→ EXERCISE DESCRIPTION: Which of the lines below contain the string "code"? Pull each one out of the data.

[DATA SHOWN]

PR #5801, opened 2026-09-15
Fix flaky JS code coverage

AshGDS:

## What/Why
Sometimes our CI would fail as there wasn't enough code coverage on certain JS files. For example: https://github.com/alphagov/frontend/actions/runs/34957215640/job/104342040663?pr=5798

I looked into this and it was complaining about our `url-params.js` component, and the map component.

I was able to get better line coverage by:

- Ignoring the `window.GOVUK = window.GOVUK || {}` declarations on both files
- Fixing some instances in the map code where the `if` statement always resulted to `true`. See commit messages for more detail.
- Coverage has now gone from 86.72% to over 90%.

## Testing
You can test the seed that would fail by modifying `package.json`'s `jasmine:ci` command with the seed that was failing: `"jasmine:ci": "yarn run jasmine:prepare && yarn run jasmine-browser-runner runSpecs --seed=32683 && yarn run nyc:text-report",`. It should pass OK now, but if you run that command on `main` it should fail.

## Still some uncovered lines

There's still some uncovered lines in `url-params.js` but I'm not sure how to resolve that. It's saying the whole `init` function is uncovered which is essentially the whole code. Might be one to look at collectively.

[/DATA SHOWN]

→ WORKED SOLUTION:
Fix flaky JS code coverage
Sometimes our CI would fail as there wasn't enough code coverage on certain JS files. For example: https://github.com/alphagov/frontend/actions/runs/34957215640/job/104342040663?pr=5798
- Fixing some instances in the map code where the `if` statement always resulted to `true`. See commit messages for more detail.
There's still some uncovered lines in `url-params.js` but I'm not sure how to resolve that. It's saying the whole `init` function is uncovered which is essentially the whole code. Might be one to look at collectively.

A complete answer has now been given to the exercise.